-------- DATA TO EXAMINE --------
PR #3009, opened 2026-04-09
 Support multiple reviewer/area chair roles per submission

melisabok:
## Summary

Lets a venue define more than one reviewer role (and more than one area chair role), and say which
per-submission group each role is assigned into — one shared group, or one group per role. Single-role
venues behave identically to before.

## Motivation

Some venues need to run distinct reviewer committees for different kinds of submissions or different
evaluation criteria — for example `Expert_Reviewers` vs `Technical_Reviewers`, or a main AC track
alongside a technical AC track. The workflow already accepted alternate names in `reviewer_roles` /
`area_chair_roles` at the top-level group, but the per-submission plumbing collapsed everything back to a
single primary role: one `Submission1/Reviewers` group, one Official_Review invitation, one assignment
deployment, one `Submitted` subgroup. That made it impossible to keep the committees separate once
submissions came in — assignments, review forms, and "submitted" tracking all landed on the wrong group,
--------
EXERCISE DESCRIPTION
Look through the entries and return each line that has the word "committees" in it.

RESPONSE
Some venues need to run distinct reviewer committees for different kinds of submissions or different
deployment, one `Submitted` subgroup. That made it impossible to keep the committees separate once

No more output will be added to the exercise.